Hat ganz offensichtlich niemand bemerkt, es gibt hier kein Gästebuch mehr. Manche meiner Leser wünschen sich die E-Mail-Benachrichtigungen für neue Blog-Beiträge zurück. Ich habe, da ich diese Menschen sehr nett finde, tatsächlich darüber nochmals nachgedacht. Auch wenn ich noch alle Zutaten dazu habe, reaktiviere ich mein Telefax auch nicht wieder — Sorry!

Was ich aber machen kann ist, den geneigten Lesern eine Schulung im Gebrauch von RSS anzubieten. RSS ist völlig kostenfrei, wenn man kein Profi-Reader nutzen möchte, und hat dazu noch weitere Vorteile, wie z. B. weniger SPAM im Posteingang.

Gestern auf der Heimfahrt konnten wir von weitem beobachten wie schnell Sommersonnwendfeiern eskalieren können — nur einmal mit Profis.

Da ist es schon etwas erfreulicher, dass ein alter Depp ganz offensichtlich mit zu viel Geld seinen sündhaft teuren Boliden gleich selbst gegen die Wand fährt — ohne Personenschaden. Bisher dachte ich immer, dass dies das Privileg einer völlig hirnlosen Jugend sei, die nicht einmal unfallfrei durch die Stadt fahren kann. Wobei, auch bereits zu meiner Jugendzeit gab es doch so einige hirnlose Deppen — und wir werden alle älter. Aber nicht so viele wie heute.

Leistungsträger wandern einfach nicht in Schlaraffenländer ein, das war schon immer so. Nur Schlaraffen fühlen sich unter Schlaraffen wohl.

David Lay Williams schreibt heute in der New York Times über Reichtum und geht dabei auch auf Platon ein; musste ich einfach lesen. Wobei Platons Weltsicht bereits zu seinen eigenen Lebzeiten für unsere Welt doch etwas zu einfach war. Aber er erreicht auch heute damit noch Menschen.

Auch ich sehe dies mit dem Reichtum sehr einfach. Sobald jemand sein Geld nicht mehr sinnvoll oder gar nützlich ausgibt, hat er viel zu viel davon. Das gilt sowohl für Billionäre und Milliardäre wie auch für Bettler. Das sehr große und vielleicht sogar unlösbare Problem dabei ist, wie man dieses zu viele Geld wieder einsammelt. Wir Menschen sind einfach nicht dazu gemacht, um auch nur irgend etwas freiwillig wieder herzugeben. Und je mehr man davon hat, umso schwerer fällt es einem — der Tanz um das goldene Kalb.
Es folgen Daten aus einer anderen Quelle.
PR #5799, opened 2025-03-31
Add Fluent function for possessive nouns (thing's vs things')

Tayrtahn:
Adds a new function for localization that can be used to correctly format the possessive form of arbitrary strings.

For example:
`This is { POSS-NOUN($input) } house`
"Bob" -> "This is Bob's house"
"Chris" -> "This is Chris' house"

Works well in combos:
`This is { THE(POSS-NOUN($entity)) } favorite`
MobMouse -> "This is the mouse (234)'s favorite"
DrinkShotGlass -> "This is the shot glass' favorite"
BaseMobHuman-> "This is Urist McHands' favorite"

### DIFF
--- a/Robust.Shared/Localization/LocalizationManager.Functions.cs
+++ b/Robust.Shared/Localization/LocalizationManager.Functions.cs
@@ -40,6 +40,7 @@ namespace Robust.Shared.Localization
             // Misc
             AddCtxFunction(bundle, "ATTRIB", args => FuncAttrib(bundle, args));
             AddCtxFunction(bundle, "CAPITALIZE", FuncCapitalize);
+            AddCtxFunction(bundle, "APOSTROPHE-S", FuncApostropheS);
             AddCtxFunction(bundle, "INDEFINITE", FuncIndefinite);
         }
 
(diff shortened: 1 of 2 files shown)


perryprog:
Okay this is such a nitpick, but it's a thing that tends to bother me so I want to mention it for posterity.

It's a bit debatable whether the possessive pronoun of a singular noun that ends with "s" is formed by adding just `'` or adding `'s`. (That is, `Chris'` versus `Chris's`.) The rule of thumb I tell most people is you should add the extra `s` if that's how you say that—most people do say [kɹɪsɪz] (Chris-is) (I think I sometimes hear [kɹɪsʔz] (Chris-glottal stop-z) which is weird but similar), so in writing you'd (again, arguably) prefer `Chris's` as the written possessive.

ANYWAY: most US style guides (Chicago, AP, MLA, and APA are the ones I know say this—I don't know any that don't suggest this, actually) recommend using the `s's` form, so I would suggest always using that form for this feature.

Note that this only applies to singular nouns, though: it's well agreed that `54 slugcats` should have its possessive written as `54 slugcats'`.

(The one exception I know (and probably most commonly cited) is `Jesus'` since apparently some people pronounce the possessive as [dʒiːzəs], though I personally say it as [dʒiːzəsɪz] so who knows.)

Tayrtahn:
Huh, now you've got me thinking! 

As someone whose name ends with an S, I have always preferred the s' form, even in the singular case, to the point that I've occasionally praised/grumbled at a piece of software for following/not following that style. 

You make a good point about pronunciation! I absolutely would pronounce the possessive of Chris as "Chris-is", which I must admit makes a pretty compelling case for the s's form. It still looks wrong to me, but that's just my opinion. 

Unfortunately, I don't think we have a good way to distinguish between singular and plural nouns, and I'm not sure how sensible that would be anyway - an entity is (probably?) always going to be singular (a dog, a piece of paper, a swarm of bees), and while I believe Fluent can associate data with arbitrary strings, we don't really make use of that feature. 

Anyway, I think what I'll do for now is remove the use of this function from the content PR I made it for, since it's not really worth it. I'll keep this PR open for consideration.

Das ist alles menschlich und damit nur all zu verständlich. Das wirklich Schlimme dabei ist, wenn jene, die zu viel Geld besitzen, sich dann auch noch als christliche Wohltäter aufspielen. Wer auf Jesus macht, aber in Designerklamotten daherkommt, der lebt schon heute in seiner ganz eigenen Hölle.
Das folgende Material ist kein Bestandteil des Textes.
PR #5804, opened 2025-04-02
Add an AudioParams.AddVariation() function akin to AddVolume()

JokeCam:
Required by https://github.com/space-wizards/space-station-14/pull/36259


Robust.Shared/Audio/AudioParams.cs
```diff
@@ -164,6 +164,17 @@ public readonly AudioParams WithVariation(float? variation)
...
         }
 
+        /// <summary>
+        ///     Returns a copy of this instance with a modified variation set, for easy chaining.
+        /// </summary>
+        [Pure]
+        public readonly AudioParams AddVariation(float? variation)
+        {
+            var me = this;
+            me.Variation += variation;
```
PJB3005: Given that this variation is used for a normal distribution, is a linear add like this mathematically correct?

PJB3005: Also, this addition doesn't work if `Variation` is null: 
image

PJB3005 (dismissed):

Robust.Shared/Audio/AudioParams.cs
JokeCam: Switched to scailing multiplier, and added a check for null value.
Also damn, the issue had a beginner friendly tag, didn't know I would need to learn what a normal distribution is😄

slarticodefast (changes requested):
Adding variances of normal distributions instead of multiplying them was the mathematically correct way to handle this.

Example: Having a variance of 0 would be equivalent to "no variation" and adding that to any existing value should not change anything.
Multiplying variances would however bulldoze the previous value in this case.

And the default value of 0.1f you picked is completely arbitrary, if the existing variance is null then it should just use the added value.

Robust.Shared/Audio/AudioParams.cs
```diff
@@ -164,6 +164,20 @@ public readonly AudioParams WithVariation(float? variation)
...
+        /// <summary>
+        ///     Returns a copy of this instance with a modified variation set, for easy chaining.
+        /// </summary>
+        [Pure]
+        public readonly AudioParams AddVariation(float variation)
+        {
+            var me = this;
+            if (variation == 0f)
+                return me;
+
```
JokeCam, line 176: me.Variation - "If not null, this will randomly modify the pitch scale by adding a number drawn from a normal distribution with this deviation."
Adding variation of 0f without this if statement will make variation not null, which is bad? I assumed so and that's why I added this if statement.

Robust.Shared/Audio/AudioParams.cs
```diff
@@ -164,6 +164,20 @@ public readonly AudioParams WithVariation(float? variation)
...
         }
 
+        /// <summary>
+        ///     Returns a copy of this instance with a modified variation set, for easy chaining.
+        /// </summary>
+        [Pure]
+        public readonly AudioParams AddVariation(float variation)
+        {
+            var me = this;
+            if (variation == 0f)
```
slarticodefast:
```suggestion
        public readonly AudioParams AddVariation(float? variation)
        {
            var me = this;
            if (variation == null)
```

slarticodefast (approved):
This should work now, but I'll let someone else double check.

Gott wird aber auch diesen Menschen vergeben, denn sie haben zwar alles, nur keine Bildung und Kultur. Und so zitiere ich nun völlig falsch aber mit voller Absicht Matthäus 5,3.

Filmnacht

Alleine wegen des Wetters kehrten wir früher als gedacht nach Hause. Und da ich mich weder in Bücher noch ins Internet vertiefen wollte, gab es den „Tod auf dem Nil“. Romane sind nicht so mein Ding, vor allem dann nicht, wenn es sich um gewöhnliche Whodunits handelt. Da hilft dann auch keine Agatha Christie weiter.
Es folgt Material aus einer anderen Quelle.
PR #5808, opened 2025-04-03
Add ForbidLiteralAttribute and analyzer

Tayrtahn:
Adds an analyzer that warns when literal values are passed to methods for parameters marked with the `[ForbidLiteral]` attribute.

If the parameter is a collection expression  (`["foo", "bar"]`), the analyzer will check each value. This works for `params` as well.

"Forbid" is a bit misleading, since it's just a warning. I'm open to suggestions for a better name.

Created to deal with this problem: https://discord.com/channels/310555209753690112/900426319433728030/1357196400550744145

`TagSystem` in content has seen some string literal abuse with its `HasTag` method - it's being called using a string literal for the tag, which has at least two problems: there is no validation being done to make sure that these are actual tags, and relying on literal values deep within a class ("magic strings") is sloppy programming that's just asking for trouble (these values should be extracted into const/static fields at the top of the class for easier reuse and maintenance).

This can probably be used to combat the use of magic strings/numbers in other places too.

### DIFF
--- a/Robust.Analyzers/ForbidLiteralAnalyzer.cs
+++ b/Robust.Analyzers/ForbidLiteralAnalyzer.cs
@@ -32,6 +32,37 @@ public sealed class ForbidLiteralAnalyzer : DiagnosticAnalyzer
         context.RegisterOperationAction(AnalyzeOperation, OperationKind.Invocation);
     }
 
+    private void AnalyzeOperation(OperationAnalysisContext context)
+    {
+        if (context.Operation is not IInvocationOperation invocationOperation)
+            return;
+
+        // Check each parameter of the method invocation
+        foreach (var argumentOperation in invocationOperation.Arguments)
+        {
+            // Check for our attribute on the parameter
+            if (!AttributeHelper.HasAttribute(argumentOperation.Parameter, ForbidLiteralType, out _))
+                continue;
+
+            // Handle parameters using the params keyword
+            if (argumentOperation.Syntax is InvocationExpressionSyntax subExpressionSyntax)
+            {
+                // Check each param value
+                foreach (var subArgument in subExpressionSyntax.ArgumentList.Arguments)
+                {
+                    CheckArgumentSyntax(context, argumentOperation, subArgument);
+                }
+                continue;
+            }
+
+            // Not params, so just check the single parameter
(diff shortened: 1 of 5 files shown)


slarticodefast:
Can we do the same for other cases where `ProtoId` should be used instead of a string?
I found a few cases for methods like `Spawn` or `SpawnEntity` using hardcoded strings.
Another case would be `ToolSystem.HasQuality`. And I'm sure there are more.

Edit: Oops, wanted to answer on the content PR.

Tayrtahn:
Yeah, it can check for any sort of literal being used as a parameter - magic numbers begone!

If you want to try it out, check out this engine PR, slap the attribute on some method parameters and run `dotnet clean; dotnet build | grep RA0033` and see what you get!

Robust.Analyzers/ForbidLiteralAnalyzer.cs
```diff
@@ -0,0 +1,102 @@
...
+        "Pass in a validated wrapper type like ProtoId, or a const or static value."
+    );
+
+    public override ImmutableArray<DiagnosticDescriptor> SupportedDiagnostics => [ForbidLiteralRule];
+
+    public override void Initialize(AnalysisContext context)
+    {
+        context.ConfigureGeneratedCodeAnalysis(GeneratedCodeAnalysisFlags.Analyze | GeneratedCodeAnalysisFlags.ReportDiagnostics);
+        context.EnableConcurrentExecution();
+        //context.RegisterSyntaxNodeAction(AnalyzeExpression, SyntaxKind.InvocationExpression);
```
ljm862: Unused code here!

Tayrtahn: Whoops! A remnant of an earlier attempt. Thanks for catching that!

K-Dynamic:
> Created to deal with this problem: https://discord.com/channels/310555209753690112/900426319433728030/1357196400550744145

Can you post a screenshot or describe the issue for archival purposes

Tayrtahn:
> Can you post a screenshot or describe the issue for archival purposes

Screenshot 2025-04-03 at 6 58 15 PM

(also added an explanation to the PR description)

PJB3005 (approved):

Und so begrüße ich die Filmadaptionen besserer Whodunits, vor allem wenn man auch noch eine ganz passable Auswahl erhält — so eine Kombination von Roman und Film schafft Sehenswertes.

Die Romanvorlage stammt aus 1937 und spielt vorwiegend in Ägypten. Ein Meisterdetektiv namens Hercule Poirot löst dabei das anstehende Whodunit. Schnell wurde aus dem Roman ein Theaterstück und inzwischen auch drei ganz passable Filme, was mir erst so richtig Freude bereitet, weil jeder Regisseur dieselbe Geschichte aus seinem eigenen Blickwinkel heraus betrachtet und mir damit im Vergleich der Darbietungen untereinander gute Unterhaltung bietet.

John Guillermin machte 1978 aus Peter Ustinov einen Hercule Poirot, wobei er sich bei den jeweiligen Drehorten und der Reiseroute Freiheiten gönnt — was wohl nur den Agatha Christie-Lesern auffallen dürfte.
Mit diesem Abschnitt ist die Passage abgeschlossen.